Figure 5 shows that as soon as the solute mass enters the manhole, it diffuses from the high velocity flow region into the manhole volume. A part of the concentrated solute mass hits the opposite manhole wall and travels towards the manhole surface. Later, it interacts with the surface flow and recirculates to the manhole. This recirculating flow brings low concentration flow from the surface into the manhole, maintaining a consistent concentration gradient through the manhole height until the upper part becomes completely mixed. The observed flow structures explored in the tests are relativity insensitive to the pipe inflow rate over the partition ratios used in these tests. The results show that until well mixed conditions are achieved, that the concentration field at the manhole/surface interaction point (section C) is highly heterogeneous. Therefore unlike in the pipe network, (where cross-sectionally averaged values can be reasonably assumed at Sections A and B), quantification of mass flow rate to the surface (i.e., over Section C) requires robust understanding of the spatial variation of solute and velocity over the manhole cross section and how this evolves with time.

The evolution of solute mass exchange through each cross section A, B and C is quantified based on the CFD model. For this purpose, CFD model results of test 1-A-B-C, 2-A, 3-A and 4-A were considered. Due to highly heterogeneous conditions at section C, mass flow rate at each time step for each inlet/outlet junctions (section A, B, C) was calculated using the following Equation,

$${\dot{M}}_x={{\displaystyle \int }}_{i=0}^{i=A}{c}_i{\mathit{u}}_{i}d\mathit{A}$$

(10)

where ${\dot{M}}_x$ is the solute mass flow rate though section A, B or C (i.e., ${\dot{M}}_{PI},{\dot{M}}_e$ or ${\dot{M}}_{PO}$); ${\mathit{u}}_i$ is the mean velocity vector normal to area i; $d\mathit{A}$ is an incremental cross section area vector (based on a 10mm slice); and $c_i$ is the solute concentration within area i. Hence the integral value of the dot multiplication of these components is used to provide the net mass flow rate through sections A, B and C. The model set-up (uniform concentration applied at Section A) results in a constant ${\dot{M}}_{PI}$ over each test after the first 0.2 s of simulation (as given in

Table 3. Characteristic time scales of solute mixing from different model results.
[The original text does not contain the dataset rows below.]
PR #223, opened 2018-01-12
split composition test for better visibility

dirk-thomas:
The first commit adds a missing commit from https://github.com/ros2/demos/pull/96#discussion_r160267778.

The second and third commit split the single test into individual test files in order to get specific feedback which test passes / is flaky / fails.

The fourth commit just adds a repeated message while waiting for the response (to indicate progress).

The builds won't be "bettter" since this is basically a refactoring but it will allow to more precisely identify which tests are flaky / failing:
* Linux [Build Status](http://ci.ros2.org/job/ci_linux/3865/)
* Linux-aarch64 [Build Status](http://ci.ros2.org/job/ci_linux-aarch64/989/)
* macOS [Build Status](http://ci.ros2.org/job/ci_osx/3194/)
* Windows [Build Status](http://ci.ros2.org/job/ci_windows/3943/)


dirk-thomas:
Since it would be very beneficial to have more CI builds across all platforms, build types and repeated for debugging this I will merge this patch even though it didn't have time for any review. If there is any feedback after the fact I will address that afterwards.

PR #232, opened 2018-04-03
Pendulum teleop flakiness reduction

dhood:
As mentioned in https://github.com/ros2/build_cop/issues/94, there is still an unresolved/unidentified issue that causes the teleop test to hang, so this won't resolve flakiness completely. I reason that these changes are still worth merging so that they can be ruled out as the cause for future investigations.

CI linux with connext (only combo tests run for): [Build Status](https://ci.ros2.org/job/ci_linux/4169/)

Repeating 100 times: [Build Status](https://ci.ros2.org/job/ci_linux/4170/) (I have seen on other builds that it's still prone to failure if you keep repeating the tests, but it's better)

### DIFF
--- a/pendulum_control/src/pendulum_demo.cpp
+++ b/pendulum_control/src/pendulum_demo.cpp
@@ -197,8 +197,12 @@ int main(int argc, char * argv[])
       pendulum_controller->on_pendulum_setpoint(msg);
     };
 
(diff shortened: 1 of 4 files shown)


dhood:
Your questions are valid, I had been working under the assumption that it made sense to be that way for the actual pendulum demo (just publishing once then exiting), not sure if that's reasonable or not.

PR #238, opened 2018-06-01
Only keep the last sample in the image tools by default.

clalancette:
Particularly for cam2image, running it without a subscriber
and KEEP_ALL will eventually cause it to exhaust virtual
memory space.  Running it with KEEP_LAST lets it run indefinitely
without growing memory usage.

We saw this problem while just running cam2image for this tutorial https://github.com/ros2/ros2/wiki/Rosbag-with-ROS1-Bridge .  We had left it running for a little while before running the bridge/rosbag, and it would crash after a few minutes.  With this change in place, we can leave it running for as long as we like.

### DIFF
--- a/image_tools/src/cam2image.cpp
+++ b/image_tools/src/cam2image.cpp
@@ -77,10 +77,10 @@ int main(int argc, char * argv[])
 
   // Initialize default demo parameters
   bool show_camera = false;
-  size_t depth = 10;
+  size_t depth = rmw_qos_profile_default.depth;
   double freq = 30.0;
-  rmw_qos_reliability_policy_t reliability_policy = RMW_QOS_POLICY_RELIABILITY_RELIABLE;
-  rmw_qos_history_policy_t history_policy = RMW_QOS_POLICY_HISTORY_KEEP_ALL;
+  rmw_qos_reliability_policy_t reliability_policy = rmw_qos_profile_default.reliability;
+  rmw_qos_history_policy_t history_policy = rmw_qos_profile_default.history;
   size_t width = 320;
   size_t height = 240;
   bool burger_mode = false;
@@ -92,10 +92,10 @@ int main(int argc, char * argv[])
   setvbuf(stdout, NULL, _IONBF, BUFSIZ);
 
   // Configure demo parameters with command line options.
-  bool success = parse_command_options(
-    argc, argv, &depth, &reliability_policy, &history_policy, &show_camera, &freq, &width, &height,
-    &burger_mode, &topic);
-  if (!success) {
+  if (!parse_command_options(
+      argc, argv, &depth, &reliability_policy, &history_policy, &show_camera, &freq, &width,
+      &height, &burger_mode, &topic))
+  {
     return 0;
   }
 
--- a/image_tools/src/options.cpp
+++ b/image_tools/src/options.cpp
@@ -59,11 +59,13 @@ bool parse_command_options(
     ss << " -r: Reliability QoS setting:" << std::endl;
     ss << "    0 - best effort" << std::endl;
     ss << "    1 - reliable (default)" << std::endl;
-    ss << " -d: Queue depth. 10 (default)" << std::endl;
+    ss << " -d: Depth of the queue: only honored if used together with “keep last”. " <<
+      "10 (default)" << std::endl;
     ss << " -f: Publish frequency in Hz. 30 (default)" << std::endl;
     ss << " -k: History QoS setting:" << std::endl;
-    ss << "    0 - only keep last sample" << std::endl;
-    ss << "    1 - keep all the samples (default)" << std::endl;
+    ss << "    0 - only store up to N samples, configurable via the queue depth (default)" <<
+      std::endl;
+    ss << "    1 - keep all the samples" << std::endl;
     if (show_camera != nullptr) {
       ss << " -s: Camera stream:" << std::endl;
       ss << "    0 - Do not show the camera stream" << std::endl;
--- a/image_tools/src/options.cpp
+++ b/image_tools/src/options.cpp
@@ -59,7 +59,7 @@ bool parse_command_options(
     ss << " -r: Reliability QoS setting:" << std::endl;
     ss << "    0 - best effort" << std::endl;
     ss << "    1 - reliable (default)" << std::endl;
-    ss << " -d: Depth of the queue: only honored if used together with “keep last”. " <<
+    ss << " -d: Depth of the queue: only honored if used together with 'keep last'. " <<
       "10 (default)" << std::endl;
     ss << " -f: Publish frequency in Hz. 30 (default)" << std::endl;
     ss << " -k: History QoS setting:" << std::endl;
--- a/image_tools/src/showimage.cpp
+++ b/image_tools/src/showimage.cpp
@@ -90,9 +90,9 @@ int main(int argc, char * argv[])
   rclcpp::init(argc, argv);
 
   // Initialize default demo parameters
-  size_t depth = 10;
-  rmw_qos_reliability_policy_t reliability_policy = RMW_QOS_POLICY_RELIABILITY_RELIABLE;
-  rmw_qos_history_policy_t history_policy = RMW_QOS_POLICY_HISTORY_KEEP_ALL;
+  size_t depth = rmw_qos_profile_default.depth;
+  rmw_qos_reliability_policy_t reliability_policy = rmw_qos_profile_default.reliability;
+  rmw_qos_history_policy_t history_policy = rmw_qos_profile_default.history;
   bool show_camera = true;
   std::string topic("image");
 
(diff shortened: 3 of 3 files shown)


clalancette:
* Linux [Build Status](http://ci.ros2.org/job/ci_linux/4563/)
* Linux-aarch64 [Build Status](http://ci.ros2.org/job/ci_linux-aarch64/1473/)
* macOS [Build Status](http://ci.ros2.org/job/ci_osx/3750/)
* Windows [Build Status](http://ci.ros2.org/job/ci_windows/4647/)

clalancette:
> You're using fastrtps right? I wouldn't have expected the publisher to keep the samples if there are no subscribers (unless we use transient local durability, which we aren't). But if this is the behaviour that we observe, then I agree it makes sense to change the default of the demo.

Fast-RTPS, correct.  Do you think the publisher keeping the samples even if there are no subscribers is a bug we should report to upstream Fast-RTPS?

> The help text of the demo/title of the PR are misleading because keep last will keep up to the queue size, not just 1 sample. I added e8e401a to improve the docs to more closely match https://github.com/ros2/ros2/wiki/About-Quality-of-Service-Settings

:+1: 

> We should delay/keep this change in mind wrt ros2/rmw_fastrtps#202 which is referencing the existing defaults

Good point.  I'll keep this in progress until that is merged, then I'll retest.

dhood:
> Do you think the publisher keeping the samples even if there are no subscribers is a bug we should report to upstream Fast-RTPS?

I'm not sure if the behaviour is within the spec or not, so don't know that it's a bug. We could ask eProsima.

dhood:
> Do you think the publisher keeping the samples even if there are no subscribers is a bug we should report to upstream Fast-RTPS?

@richiprosima did you have any input on if this is the expected behaviour?

dirk-thomas:
> Do you think the publisher keeping the samples even if there are no subscribers is a bug

This is not a bug but expected behavior in DDS. The purpose is to provide all "historical" data to late joining subscribers.

dhood:
even if using durability of volatile as mentioned?

dirk-thomas:
I wouldn't expect it to happen with volatile. Seems like the same thing we discussed earlier: https://github.com/ros2/rmw_fastrtps/issues/68#issuecomment-264559310

richiware:
While publisher was running, was a subscriber running too? In this case, was the subscriber's application killed or stopped neatly?

My thought is that publisher doesn't know the subscriber is not anymore there and is storing the samples until the subscriber acknowledge them.

mikaelarguedas:
I can confirm that this is reproducible without any subscriber running.

Using master, without any other node running, I ran:
`time ros2 run image_tools cam2image -b -x 640 -y 480 -f 400`

After 14 sec, the process is using 4.5GB of RAM and crashes when trying to publish the 5001st sample
```
[INFO] [cam2image]: Publishing image #5000
[INFO] [cam2image]: Publishing image #5001
  what():  failed to publish message: cannot publish data, at /home/mikael/work/ros2/bouncy_ws/src/ros2/rmw_fastrtps/rmw_fastrtps_cpp/src/rmw_publish.cpp:53, at /home/mikael/work/ros2/bouncy_ws/src/ros2/rcl/rcl/src/rcl/publisher.c:241

real	0m14.235s
user	0m4.079s
sys	0m2.804s
```

That is expected when we use KEEP_ALL from what I understand ? https://github.com/ros2/rmw_fastrtps/issues/68
Or does @richiware mean that we should not face the 5000 message issue if we use volatile no subscriber was ever matched on that topic?

---

@clalancette The patch should be modified to use the defaults profile from rmw. This problem was faced and worked around in https://github.com/ros2/rmw/pull/82. So I think that this demo should stop hard-coding the history and reliability policy (but keep defining the queue size) and use the default profiles instead

richiware:
Although you use KEEP_ALL, in VOLATILE samples are stored until subscribers acknowledge them. As I see this mechanism is implemented when an ACKNACK message is received.

In your scenario where there aren't subscribers this mechanism is not called and the samples are not removed from the history. This is a bug. I will work on it. Thanks for the reporting.

clalancette:
> Using master, without any other node running, I ran:
> time ros2 run image_tools cam2image -b -x 640 -y 480 -f 400
> 
> After 14 sec, the process is using 4.5GB of RAM and crashes when trying to publish the 5001st sample

@mikaelarguedas Thanks for the additional testing; that is exactly what we saw in testing.

> @clalancette The patch should be modified to use the defaults profile from rmw. This problem was faced and worked around in ros2/rmw#82. So I think that this demo should stop hard-coding the history and reliability policy (but keep defining the queue size) and use the default profiles instead

I think there is some value in having a demo where users can easily play with the "low-level" settings of history and reliability to see what the effects on the system are.  That being said, I think that we should probably use the default profiles as a default, and only modify it if the user passes a flag.  What do you think about that?

> In your scenario where there aren't subscribers this mechanism is not called and the samples are not removed from the history. This is a bug. I will work on it. Thanks for the reporting.

@richiware Thanks for the confirmation.

mikaelarguedas:
>  I think that we should probably use the default profiles as a default, and only modify it if the user passes a flag. What do you think about that?

Yes, that is what I'm suggesting

clalancette:
I re-tested this with the latest Fast-RTPS changes, and this still "leaks" memory if there are no subscribers.  Therefore, I've gone ahead nad rebased this, and changed it to stick with `rmw_qos_profile_default` unless the user explicitly requests something else via a command-line option.

I tested by first running `ros2 run image_tools cam2image -- -b` with no subscribers, and saw that it did not start using more and more memory (because of the KEEP_LAST default).  Then I ran `ros2 run image_tools cam2image -- -b -k 1`, and saw that it used more and more memory (because of the KEEP_ALL requested plus the Fast-RTPS bug).  I also ran it with `ros2 run image_tools cam2image -- -b -d 400`, and saw that it used up memory until it did the 400th publish, at which point it stop using more memory.  So at this point, I think this is doing what we want (and working around the Fast-RTPS bug for now).  I'm going to place it back in review, and new CI:

* Linux [Build Status](http://ci.ros2.org/job/ci_linux/4658/)
* Linux-aarch64 [Build Status](http://ci.ros2.org/job/ci_linux-aarch64/1549/)
* macOS [Build Status](http://ci.ros2.org/job/ci_osx/3852/)
* Windows [Build Status](http://ci.ros2.org/job/ci_windows/4733/)

image_tools/src/cam2image.cpp
```diff
@@ -91,36 +88,23 @@ int main(int argc, char * argv[])
...
+  {
     return 0;
   }
 
   // Initialize a ROS 2 node to publish images read from the OpenCV interface to the camera.
   auto node = rclcpp::Node::make_shared("cam2image");
   rclcpp::Logger node_logger = node->get_logger();
 
-  // Set the parameters of the quality of service profile. Initialize as the default profile
-  // and set the QoS parameters specified on the command line.
```
mikaelarguedas: I found these comments valuable even if they come at the cost of a few local variables.
Do you mind keeping `reliability_policy` and friends variables but initialize them with the default profile values instead of the previously hard-coded ones?

clalancette: I did basically this, but just re-used the fields of the structure.  The code looks slightly weird this way, but at least has the documentation that you liked.  I could re-introduce the local variables, but it seems like more of a way to make a mistake than anything else.  Let me know what you think.

mikaelarguedas:
It's not a very big deal but while this allows to keep the comments, all the statements have not effect so I don't know if it's clearer for users.

I'd prefer keeping the temporary variables (initialized with the default values of the qos profile), modify them based on user provided input, and then assign them to the custom qos profile with the appropriate comment.

Then I don't see it as a blocker for getting this merged.

clalancette:
OK, I've rebased now and switched to only using the default arguments for depth, reliability, and history.  I think this should be ready for another review; one more CI:

* Linux [Build Status](http://ci.ros2.org/job/ci_linux/4929/)
* Linux-aarch64 [Build Status](http://ci.ros2.org/job/ci_linux-aarch64/1752/)
* macOS [Build Status](http://ci.ros2.org/job/ci_osx/4091/)
* Windows [Build Status](http://ci.ros2.org/job/ci_windows/4947/)

clalancette:
> Can you look into the failures on windows ? it looks to be due to this change as it doesnt appear on master

Yeah, just looking into it now.  Odd failure, I'm not sure why it is happening.

clalancette:
Got it, Windows didn't like the Unicode quotes.  One more CI on Windows just to confirm that it is fixed:

* Windows [Build Status](http://ci.ros2.org/job/ci_windows/4951/)

mikaelarguedas:
So this was machine independant after all ? or is there something different on portable than the other machines?

clalancette:
> So this was machine independant after all ? or is there something different on portable than the other machines?

It was not machine dependent.  I made a mistake while trying to reproduce it, and finally found the real problem (the quotes).

mikaelarguedas:
:+1:

clalancette:
CI is passing, and I have two approvals, so I'm going to merge this in.  Thanks!

PR #241, opened 2018-06-08
Declare parameters

sloretz:
This group of changes makes the default behavior to disallow parameters unless they are declared. This PR declares them. Alternatively a boolean could be passed to the node's constructor to allow undeclared parameters.

connects to ros2/rclcpp#495


demo_nodes_cpp/src/parameters/even_parameters_node.cpp
```diff
@@ -26,10 +26,19 @@ class EvenParameterNode : public rclcpp::Node
     // Declare a parameter change request callback
     // This function will enforce that only setting even integer parameters is allowed
     // any other change will be discarded
+    auto existing_callback = this->set_on_parameters_set_callback(nullptr);
```
jacobperron: Is this necessary?
I understand that it's nice to demo how users can handle multiple callbacks, but in this example it could give the wrong impression that a vanilla `Node` has a callback by default (at least I don't think it does). I think it would be better to have a separate demo where multiple callbacks are used, and keep this one succinct.

wjwwood: It does not right now, but if we add one for `use_sim_time`, any code that did not do something like this would subtly break things.

This was an, opinionated, attempt to bring attention to this issue for the users, but it would be simpler if they didn't need to consider it.

Can others comment on what they think?

jacobperron: IMO, it shouldn't be possible for a user to implicitly remove a callback internal to a node (e.g. for `use_sim_time`). If we add a callback for `use_sim_time`, then I think it should be implemented such that users can't accidentally break things by registering their own callback (unless it is explicitly for `use_sim_time`).

dirk-thomas: From an API point of view it would be nicer / safer if the caller user land code wouldn't be responsible for the chaining. That would require though that a list of callback needs to be stored and the semantic for checking them be defined (e.g. each callback would need to return a tri-state ["accept", "reject", "unknown"] and only in the last case the next callback in the chain would be checked and so on).

wjwwood: @jacobperron I don't agree completely. I think that having a special side channel for our features is a bad approach, instead we should use the same interfaces available to the user in order to accomplish what we want (principle of dog-fooding).

I do agree however, that putting the responsibility on the user for chaining is not desirable, but I brought that up for discussion here:

https://github.com/ros2/rclcpp/pull/495#discussion_r275565749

Results are arranged in an ascending order of the mean surface flow partition ratios.

Test ID	$\mathbf{Inlet}\mathbf{Mass}\mathbf{Flowrate},{\dot{\mathit{M}}}_{\mathit{P}\mathit{I}}$(×10−6 mg/s)	Nominal Residence Time, Tx (s)	Mean Surface Flow Partition Ratio $({\mathit{Q}}_{\mathit{e}}/{\mathit{Q}}_{\mathit{i}\mathit{n}\mathit{S}})$	Non-Dimensional Characteristic Time (-)			Fitted Curve Coefficients
				t1/Tx	t2/Tx	t3/Tx	C	r2
1-B	9.7	4.09	0.150	0.03	0.20	5.80	0.35	0.9071
1-A	9.7	2.96	0.206	0.04	0.27	8.11	0.40	0.9677
2-A	10.8	2.28	0.241	0.05	0.34	8.27	0.40	0.9455
3-A	11.6	1.99	0.257	0.05	0.25	9.20	0.45	0.9545
1-C	9.7	2.24	0.302	0.05	0.26	9.79	0.52	0.9797
4-A	12.3	1.42	0.342	0.06	0.28	9.55	0.60	0.9356

). Following the calculation of ${\dot{M}}_{PI},{\dot{M}}_e$ and ${\dot{M}}_{PO}$, the rate of change in solute mass within the manhole was calculated using Equation (1). Figure 6 shows resulting outlet solute mass flow rates as a ratio of manhole inlet mass flow rate over each test. The time axis in the figures represents time (in seconds) since the first solute enters the manhole from the sewer inlet. As in Figure 5, this time (t₀ = 0) is taken when average solute concentration at Section A exceeds 1% of the peak value. Significant fluctuation can be observed in the $\frac{{\dot{M}}_e}{{\dot{M}}_{PI}}$ values due to the complex heterogeneous nature of the flow at the surface/manhole interaction point (section C).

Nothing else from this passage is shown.